Spoorwegen. Investeringen ten behoeve van capaciteit én kwaliteit zijn dringend noodzakelijk. 'Beter benutten' is op zichzelf een gezond streven, maar dikwijls blijkt de gewenste capaciteit te worden verkregen ten koste van de kwaliteit van de vervoersdiensten (betrouwbaarheid, frequentie, productdifferentiatie). Een hoger ambitieniveau is vereist. Op korte termijn is een krachtig herstelplan nodig om de productiemiddelen en -processen bij alle betrokken partijen weer op een geciviliseerd peil te brengen.
Daarnaast vraagt ROVER aandacht voor de spoorlijnen buiten het
Hoofdrailnet die op de nominatie staan om te worden aanbesteed (de
'contractsector'). Op dit moment draagt het Rijk de
verantwoordelijkheid voor deze lijnen, maar als V&W
prestatie-afspraken maakt met de vervoerder blijft de conttractsector
telkens buiten beeld. Daardoor dreigen deze lijnen (waaronder
Amsterdam-Lelystad, Rotterdam-Hoek van Holland en Nijmegen-Roermond)

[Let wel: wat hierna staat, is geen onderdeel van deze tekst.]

Issue #68382, opened 2026-06-11
Connection port field does not validate that the value is a valid port number


amoghrajesh:
Airflow stores a `port` field on connections, but nowhere does it enforce that the value is a valid port number. A user can create a connection with `port = -1`, `port = 99999999`, or any other integer that is not a valid TCP/UDP port (0–65535), and Airflow will accept and persist it without complaint.

This is accepted through every entry point: the CLI, the public REST API, the execution API, and direct model construction. The value flows through to workers and is handed to provider hooks, which may silently misbehave or produce confusing errors far from the source of the bad data.

The connection port field should reject values outside the valid range at every layer where connections are accepted or created.

**Affected areas:**
- Core connection model (`airflow.models.connection`)
- Task SDK connection definition (`airflow.sdk.definitions.connection`)
- Public REST API connection request schema
- Execution API connection schema
- CLI connection create/update command
- JSON schema used for execution-time communication

**Why fix this:**
Port numbers have a well-defined valid range by the TCP/IP specification (0–65535). Accepting values outside this range produces connections that can never work, with no feedback to the user at the point of creation. Validation should be enforced at the boundary, not discovered at runtime inside a hook or provider.

ashb:
If port is optional then `0` should not be accepted either.

ashb:
And we probably need to think carefully about if we change the DB model, or even the response schema -- how should we handle existing data that might have now-invalid data in it?

amoghrajesh:
Thanks for adding that.

ch9tan-design:
Hi @amoghrajesh,

I'd like to work on this issue. Could you please assign it to me?

Thanks!

ashb:
@ch9tan-design Just submit a PR. But also before you work on it, how do you plan on tackling the complication I raised?

ch9tan-design:
Thanks for the guidance.

My initial thought is to identify all entry points where a connection port can be provided (Connection model, Task SDK, REST API, Execution API, CLI, and JSON schema) and determine whether there is already a shared validation layer that can be reused.

If possible, I would prefer to centralize the validation logic to avoid duplicating the port range check across multiple components. I'll investigate the existing validation patterns in these areas and submit a PR with the proposed approach.

Please let me know if there is a preferred validation layer I should follow.

ch9tan-design:
My current thought is to avoid enforcing validation in a way that breaks existing persisted data.

[...]

PR #70208, opened 2026-07-22
Fix Connection port field range validation (#68382)

dj-wise-ronin:
### Related Issue
Closes: #68382

### Description
Connection models in Apache Airflow accept integer values for the `port` field but do not enforce that the value is a valid network port in the range `[1, 65535]`.
This PR adds validation logic to connection ports at three layers:
1. **SQLAlchemy Connection model** validation via `@validates("port")` to ensure port numbers assigned are integers between 1 and 65535.
2. **Task SDK Connection model** validation in `__attrs_post_init__` to enforce range limits and format validation during standard instantiation and URI parsing.
3. **Pydantic API datamodel** validation using `Field(ge=1, le=65535)` on the REST API gateway connections schema.

Additionally, this PR refactors port validation logic into a shared validator in `airflow_shared.configuration.connection` and includes unit tests for both SQLAlchemy and Task SDK model implementations.

### PR Checklist
- [x] Related Issue: #68382
- [x] Unit tests added and passing
- [x] Code rebased on latest `upstream/main`

### DIFF
--- a/shared/configuration/src/airflow_shared/configuration/connection.py
+++ b/shared/configuration/src/airflow_shared/configuration/connection.py
@@ -1,4 +1,3 @@
-#
 # Licensed to the Apache Software Foundation (ASF) under one
 # or more contributor license agreements.  See the NOTICE file
 # distributed with this work for additional information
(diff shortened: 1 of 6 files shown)


pierrejeambrun (commented):
What I'm affraid is that if a user has a wrong connection in their current database, upgrading with this patch mean that the task sdk endpoint will fail at runtime. Basically a task could now fail because of this. (public API though is validating only for 'write' operations, which sounds good).

We should probably do the same on the task sdk, enforce validation on 'write' only and let 'read' as it is today.

I would keep validation from `3`, and delete `1` and `2` related code as a safer approach.

shared/configuration/src/airflow_shared/configuration/connection.py
```diff
@@ -0,0 +1,34 @@
...
+# "AS IS" BASIS, WITHOUT WARRANTIES OR CONDITIONS OF ANY
+# KIND, either express or implied.  See the License for the
+# specific language governing permissions and limitations
+# under the License.
+from __future__ import annotations
+
+
+def parse_and_validate_port(port: int | str | None) -> int | None:
+    """Parse and validate connection port range."""
+    if port is None:
```
pierrejeambrun, line 22: 'connection' validation isn't related to `configuration` it probably shouldn't live in that module.

pierrejeambrun (commented):
Closing, stale, feel free to reopen when you have addressed above comments and fixed the CI.

PR #70212, opened 2026-07-22
fix ruff check docs command in FAQ

202201142:
Fixes the ruff check documentation command in the FAQ.


202201142 (commented):
The Problem: The doc stated that AIR302 checks for dynamic values in DAG/Task constructors. However, [Ruff's documentation](https://docs.astral.sh/ruff/rules/airflow3-moved-to-provider/) shows AIR302 is actually for modules moved to providers.

The Fix: Updated the reference to AIR304 (airflow3-dag-dynamic-value), which is the correct rule that [flags runtime-varying functions](https://docs.astral.sh/ruff/rules/airflow3-dag-dynamic-value/) like datetime.now().

henry3260 (approved):
Good

PR #70213, opened 2026-07-22
Helm: Scope KEDA_DB_CONN to worker and triggerer pods

pranayyelugam:
The KEDA database connection was emitted from the shared environment helper included by every component, so enabling KEDA autoscaling on workers (or the triggerer) injected the KEDA_DB_CONN secret into the scheduler, api-server, dag-processor, flower and the migration and user-creation jobs, none of which use it. Only the worker and triggerer scalers resolve this variable, so restricting to those pods.

 

---

---


chart/templates/_helpers.yaml
```diff
@@ -87,7 +87,8 @@ If release name contains chart name it will be used as a full name.
   {{- $triggererKedaEnabled := and .Values.triggerer.enabled .Values.triggerer.keda.enabled }}
   {{- $workersKedaNeedsDbConn := and .Values.workers.celery.keda.enabled (or (eq .Values.data.metadataConnection.protocol "mysql") (and .Values.pgbouncer.enabled (not .Values.workers.celery.keda.usePgbouncer))) }}
   {{- $triggererKedaNeedsDbConn := and $triggererKedaEnabled (or (eq .Values.data.metadataConnection.protocol "mysql") (and .Values.pgbouncer.enabled (not .Values.triggerer.keda.usePgbouncer))) }}
-  {{- if or $workersKedaNeedsDbConn $triggererKedaNeedsDbConn }}
+  {{- $component := .Component | default "" }}
+  {{- if or (and (eq $component "worker") $workersKedaNeedsDbConn) (and (eq $component "triggerer") $triggererKedaNeedsDbConn) }}
```
Miretpl: Variables defined under the `standard_airflow_environment` helper function, by definition, should be added to every component. Could we extract KEDA-related environments to a dedicated helper function which would be used in the proper components instead? I think it will make the implementation itself cleaner.

Miretpl (changes requested):

chart/templates/_helpers.yaml
pranayyelugam: I moved the KEDA connection out of standard_airflow_environment into a dedicated keda_airflow_environment helper, pulled in only by the worker and triggerer deployments.

On the helper's shape: I kept the logic (MySQL, or bypassing PgBouncer) and the worker-vs-triggerer selection inside the helper rather than making it dumb to avoid pushing that condition into both deployment templates and repeat it at each call site

pranayyelugam: @Miretpl Can you take a look when you get a chance?

Miretpl: I will. I'm going slowly from oldest to most recently updated. I will probably check tomorrow.

chart/templates/_helpers.yaml
```diff
@@ -158,6 +148,21 @@ If release name contains chart name it will be used as a full name.
   {{- end }}
 {{- end }}
 
+{{/* KEDA scaler database connection for the worker and triggerer autoscalers */}}
+{{- define "keda_airflow_environment" }}
+  {{- $triggererKedaEnabled := and .Values.triggerer.enabled .Values.triggerer.keda.enabled }}
+  {{- $workersKedaNeedsDbConn := and .Values.workers.celery.keda.enabled (or (eq .Values.data.metadataConnection.protocol "mysql") (and .Values.pgbouncer.enabled (not .Values.workers.celery.keda.usePgbouncer))) }}
+  {{- $triggererKedaNeedsDbConn := and $triggererKedaEnabled (or (eq .Values.data.metadataConnection.protocol "mysql") (and .Values.pgbouncer.enabled (not .Values.triggerer.keda.usePgbouncer))) }}
+  {{- $component := .Component | default "" }}
+  {{- if or (and (eq $component "worker") $workersKedaNeedsDbConn) (and (eq $component "triggerer") $triggererKedaNeedsDbConn) }}
```
Miretpl: I think that we could simplify this by:
1. Moving checking if keda is enabled for a particular component to the template files
2. Passing as an additional argument here the value of `.Values.triggerer.keda.usePgBouncer` or `.Values.workers.celery.keda.usePgBouncer`

and the rest of the logic is common.

chart/tests/helm_tests/other/test_keda.py
```diff
@@ -406,3 +406,49 @@ def test_overwrite_keda_max_replica_count(self):
         )
 
         assert jmespath.search("spec.maxReplicaCount", docs[0]) == 5
+
+    @staticmethod
+    def _env_names(doc):
+        return jmespath.search("spec.template.spec.containers[].env[].name", doc) or []
+
+    def test_worker_keda_db_conn_not_leaked_to_other_components(self):
+        """Worker KEDA_DB_CONN should render on the worker only, not on unrelated components."""
```
Miretpl:
```suggestion
```
Name of the test case is descriptive enough that we don't need additional comment I think.

chart/tests/helm_tests/other/test_keda.py
```diff
@@ -406,3 +406,49 @@ def test_overwrite_keda_max_replica_count(self):
...
+        )
+        worker, scheduler, api_server, dag_processor, triggerer = docs
+        assert "KEDA_DB_CONN" in self._env_names(worker)
+        assert "KEDA_DB_CONN" not in self._env_names(scheduler)
+        assert "KEDA_DB_CONN" not in self._env_names(api_server)
+        assert "KEDA_DB_CONN" not in self._env_names(dag_processor)
+        assert "KEDA_DB_CONN" not in self._env_names(triggerer)
+
+    def test_triggerer_keda_db_conn_not_leaked_to_other_components(self):
+        """Triggerer KEDA_DB_CONN should render on the triggerer only, not on the worker or others."""
```
Miretpl:
```suggestion
```
Same as above comment.

Miretpl (changes requested):

chart/templates/_helpers.yaml
pranayyelugam: @Miretpl Good suggestion. Updated.

pranayyelugam:
@Miretpl can I get a review on this? Thanks

Miretpl:
@pranayyelugam Most of the people here are doing work voluntarily, so getting the feedback may take some time, especially in the AI area where it is easy to generate a PR, but still people have to take a look at it if it is aligned with the project. Sooner or later, I will take another look at the PR and give another round of feedback. Please do not mention people in particular comments and/or get feedback when the PR is stale for a day or two. If it is stale for around 2 weeks, I think it is a good time period to try to ping any maintainer for the review.

Miretpl (approved):

Miretpl:
@pranayyelugam congrats and welcome!

Miretpl:
Could you do manual backport?

PR #70215, opened 2026-07-22
reject backslash-after-scheme urls in is_safe_url

Samin061:
`is_safe_url` in `airflow-core/src/airflow/api_fastapi/core_api/security.py` rejects a leading `//`, `/\`, `\/` and `\\`, but not a backslash that follows the scheme, so `https:\\evil.com` is parsed by urllib as a relative path, `urljoin` re-attaches the base netloc, and the netloc comparison passes. Browsers follow WHATWG, where `\` is `/` for special schemes, so the same string navigates to `https://evil.com` — `GET /auth/token/login?next=https:\\evil.com` returns it verbatim as the redirect location and `GET /auth/login?next=` forwards it to the auth manager login page, both without authentication. Normalising backslashes to forward slashes before the prefix check and the parse makes the helper agree with the parser that actually resolves the value; the second `unquote` goes away with it so the guard and the resolution look at the same string.

---

### DIFF
--- a/airflow-core/src/airflow/api_fastapi/core_api/security.py
+++ b/airflow-core/src/airflow/api_fastapi/core_api/security.py
@@ -1007,12 +1007,13 @@ def is_safe_url(target_url: str, request: Request | None = None) -> bool:
 
     # According to WHATWG for http/https /// is interpreted as // whereas urllib doesnt
     # this leads to an inconsistency where python returns a target url with /// as a valid url
-    # The same thing also happens with \ where under WHATWG \ are translated to /
-    target_url = unquote(target_url).strip()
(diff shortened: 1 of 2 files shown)


pierrejeambrun (approved):
Thanks, LGTM!

Samin061:
Thanks for the review and merge, glad this one landed.

Samin061:
Tested against 3.3.1rc1. The fix is in via the v3-3-test backport (#70515): `https:\\evil.com`, `https:/\evil.com`, `https:\/evil.com` and the percent-encoded `https%3A%5C%5Cevil.com` all return False against the default base URL, while same-origin paths like `/dags` and `dags/x` still resolve as safe. Working as expected for me.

ten achter te raken bij het Hoofdrailnet op het punt van service en
veiligheid.
Stads- en streekvervoer. Het nationale belang van een compleet
openbaarvervoer-netwerk moet beter worden onderkend. Al decennialang
is de kaasschaaf het belangrijkste beleidsinstrument. Dit heeft geleid
tot een negatieve spiraal in het openbaar vervoer in kleine steden en
in de minder dichtbevolkte gebieden. Deze spiraal moet worden
doorbroken, maar dat is onmogelijk als ook het nieuwe kabinet blijft
vasthouden aan de eis van een aanmerkelijke verhoging van de
kostendekkingsgraad (tegenwoordig reizigersbijdrage genoemd). Deze
efficiencydoelstelling staat bovendien op gespannen voet met de
snelheids-remmende maatregelen die de overheid in het kader van
'Duurzaam Veilig' stimuleert.
Collectief Vraagafhankelijk Vervoer (CVV). Nu op steeds meer plaatsen
het regulier openbaar vervoer door CVV wordt vervangen, is het des te
meer noodzakelijk dat de wettelijke status van het CVV goed wordt
geregeld.
Tarieven. De prijs van het openbaarvervoer-gebruik dreigt de komende
jaren flink omhoog te gaan. Hierbij zijn diverse krachten werkzaam, te
weten: 1) de zojuist al genoemde eis tot verhoging van de
reizigersbijdrage in de exploitatie van het stads- en streekvervoer,
2) de toenemende vervanging van gewone lijndiensten door Collectief
Vraagafhankelijk Vervoer tegen hogere tarieven, 3) de prijsafspraken
met de concessiehouder voor de HSL-Zuid en 4) doorberekening van de
invoerings- en beheerskosten van de chipkaart voor het openbaar
vervoer, indien het Rijk hiervoor niet de vereiste middelen
beschikbaar wenst te stellen.
ROVER verwacht van een nieuw kabinet dat het zich zal inspannen om de
prijsontwikkeling van het openbaar vervoer niet uit te pas te laten
lopen bij de ontwikkeling van de kosten van levensonderhoud. Ook dient
de prijsontwikkeling bij het openbaar vervoer niet ongunstig af te
steken bij die van het autogebruik. Het Tarievenplan van de toenmalige
minister Smit-Kroes heeft in de jaren '80 voldoende duidelijk gemaakt
dat extra prijsverhogingen leiden tot aanzienlijke vraaguitval.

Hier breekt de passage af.